[Start of section]

PR #2435, opened 2026-07-04
fix(trino): URL-decode credentials and identifiers from connection URL

Bartok9:
## Summary

- `_parse_trino_url` now `unquote()`s the username, password, catalog, and schema parsed out of the connection URL.
- Fixes auth/connection failures when a credential or identifier contains a reserved character that must be percent-encoded in the URL.

## Motivation

`_parse_trino_url` (in `core/wren/src/wren/connector/trino.py`) parsed a `trino://user:pass@host:port/catalog/schema` URL and put `parsed.username` / `parsed.password` / the catalog+schema path parts straight into the connect kwargs.

`urllib.parse.urlparse` leaves percent-encoded characters in the userinfo and path. Credentials and identifiers can contain reserved characters (`@`, `/`, `:`, `?`) that **must** be percent-encoded for the URL to parse — so a password like `p@ss/word` (`...:p%40ss%2Fword@...`) reached Trino as the literal `p%40ss%2Fword`, and a catalog named `cat/alog` (`cat%2Falog`) was mis-parsed.

The mssql, mysql, clickhouse, and oracle connectors already `unquote()` these components. This brings Trino in line. `unquote` (not `unquote_plus`) is used so a literal `+` in a credential is preserved.

## Verification

```
E         - us@er
E         + us%40er
FAILED tests/connectors/test_trino.py::test_parse_trino_url_decodes_percent_encoded_credentials
1 failed, 4 passed
```

With the fix applied:

```
python3 -m pytest tests/connectors/test_trino.py -k parse_trino_url -q
5 passed, 66 deselected in 0.46s
```

- Two new regression tests (pure parser, no Trino container): one asserts percent-decoding of user/password/catalog/schema, one asserts a literal `+` is preserved.

## Summary by CodeRabbit

* **Bug Fixes**
  * Improved Trino connection URL handling by percent-decoding credential and identifier components (including user, password, catalog/schema, and path).
  * Preserved literal `+` characters in Trino userinfo.
  * Kept existing URL validation and connection defaults unchanged.
* **Tests**
  * Added new unit-test coverage for Trino parsing helpers (data types, column building, trailing-semicolon stripping, and URL parsing/validation).
  * Added checks for install-hint errors when the Trino dependency is missing and ensured native connector import doesn’t load `ibis`.

### DIFF
--- a/core/wren/src/wren/connector/trino.py
+++ b/core/wren/src/wren/connector/trino.py
@@ -11,7 +11,7 @@ import contextlib
 import datetime as dtlib
 import json
 from decimal import Decimal as PyDecimal
-from urllib.parse import parse_qsl, urlparse
+from urllib.parse import parse_qsl, unquote, urlparse
 
 import pyarrow as pa
 import sqlglot
@@ -322,14 +322,17 @@ def _parse_trino_url(url: str, extra_kwargs: dict | None) -> dict:
     if extra_kwargs:
         query_kwargs.update(extra_kwargs)
 
+    # urlparse leaves percent-encoded characters in userinfo/path, so decode
+    # them before they reach Trino. Use unquote (not unquote_plus) so a
+    # literal ``+`` in a credential is preserved.
     out: dict = {
         "host": parsed.hostname,
         "port": int(parsed.port or 8080),
-        "user": parsed.username,
-        "catalog": catalog,
-        "schema": schema,
+        "user": unquote(parsed.username),
+        "catalog": unquote(catalog) if catalog else None,
+        "schema": unquote(schema) if schema else None,
         "timezone": "UTC",
-        "_password": parsed.password,
+        "_password": unquote(parsed.password) if parsed.password else None,
     }
     if parsed.scheme == "trino+https":
         out["http_scheme"] = "https"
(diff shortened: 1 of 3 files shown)


goldmedal:
The fix looks correct, but heads-up: **the new regression tests don't run in CI.**

`wren-ci.yml` only executes `tests/unit/` (the `test-unit` job) and a connector matrix limited to postgres + mysql (`test-connector`). `tests/connectors/test_trino.py` is in neither, so no CI job runs these new tests — meaning a future re-break of the URL-decoding won't be caught automatically.

This is a pre-existing gap (the whole `test_trino.py` file, parser + integration, is un-run in CI), not something this PR introduced. But it does undercut the value of adding the regression tests. The parser tests are pure (no container), yet they can't simply move to `tests/unit/` because the file's top-level `from testcontainers.trino import TrinoContainer` forces the extra even to collect them.

Cheapest durable fix: split the pure `_parse_trino_url` tests into a `tests/unit/` module (no testcontainer import) so the `test-unit` job runs them. Not a blocker for this PR.

Bartok9:
Good catch, thanks — done. I split the pure `_parse_trino_url` / `_parse_trino_data_type` / `_build_trino_column` / `_strip_trailing_semicolon` / lazy-import tests into a new `tests/unit/test_trino_parser.py` (no `testcontainers.trino` import), so the `test-unit` job now collects and runs the URL-decode regression coverage. The container-backed integration suite stays in `tests/connectors/test_trino.py`. Verified locally: 56 passed. Pushed in 93e86615.

goldmedal (approved):
👍

PR #2436, opened 2026-07-04
fix(clickhouse): use unquote (not unquote_plus) for URL credentials; decode database

Bartok9:
## Summary

- The ClickHouse `connection_url` path now decodes userinfo with `unquote` instead of `unquote_plus`, and also `unquote`s the database name parsed from the path.
- Fixes silent credential corruption when a password contains a literal `+`, and a missing-decode bug for percent-encoded database names.

## Motivation

In `_build_clickhouse_client_kwargs` (`core/wren/src/wren/connector/clickhouse.py`), the URL username/password were decoded with `unquote_plus`. But `+` only means "space" inside a URL **query string** — never in the userinfo or path (RFC 3986). So a password like `pw+1` (written literally in the URL) was silently turned into `pw 1`, and authentication failed with no clear cause.

Every other connector in this package (mssql, mysql, oracle, trino) uses plain `unquote` for exactly this reason. This brings ClickHouse in line.

Separately, the `database` name parsed from the URL path was passed through **raw** (never decoded), so a percent-encoded database name (e.g. `my%20analytics`) reached ClickHouse verbatim.

`unquote` still decodes `%20`→space, `%40`→`@`, etc., so the existing decode test continues to pass unchanged.

## Verification

```
E         - my analytics
E         + my%20analytics
FAILED tests/unit/test_clickhouse_helpers.py::test_clickhouse_url_preserves_literal_plus_in_credentials
FAILED tests/unit/test_clickhouse_helpers.py::test_clickhouse_url_decodes_percent_encoded_database
2 failed, 2 passed
```

With the fix applied:

```
python3 -m pytest tests/unit/test_clickhouse_helpers.py -q
25 passed in 0.77s
```

- Two new regression tests (literal `+` preserved; database path decoded); the pre-existing `%40`/`%20` decode test still passes.

## Summary by CodeRabbit

* **Bug Fixes**
  * Improved ClickHouse connection URL parsing so username, password, and database values are decoded correctly.
  * Preserved literal `+` characters in credential userinfo instead of converting them to spaces.
  * Properly decoded percent-encoded database names from the URL path.
* **Tests**
  * Added regression coverage to verify correct `+` handling in credentials and percent-decoding of database names.

### DIFF
--- a/core/wren/src/wren/connector/clickhouse.py
+++ b/core/wren/src/wren/connector/clickhouse.py
@@ -273,9 +273,7 @@ def _build_clickhouse_client_kwargs(connection_info: Any) -> dict:
         out: dict = {
             "host": parsed.hostname,
             "port": int(parsed.port) if parsed.port else default_port,
-            "username": (
-                unquote(parsed.username) if parsed.username else "default"
-            ),
+            "username": (unquote(parsed.username) if parsed.username else "default"),
             "password": unquote(parsed.password) if parsed.password else "",
             "settings": settings,
         }
--- a/core/wren/src/wren/connector/clickhouse.py
+++ b/core/wren/src/wren/connector/clickhouse.py
@@ -13,7 +13,7 @@ import json
 import re
 from decimal import Decimal as PyDecimal
 from typing import Any
-from urllib.parse import parse_qsl, unquote_plus, urlparse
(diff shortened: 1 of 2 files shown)


goldmedal (approved):
Thanks @Bartok9, nice catch 👍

[End of section]

Instructions to follow = Give an exact reproduction of the lines from the one with "(diff shortened: 1 of 2 files shown)" to the final line of the entries, including both.

Result of this exercise =
(diff shortened: 1 of 2 files shown)


goldmedal (approved):
Thanks @Bartok9, nice catch 👍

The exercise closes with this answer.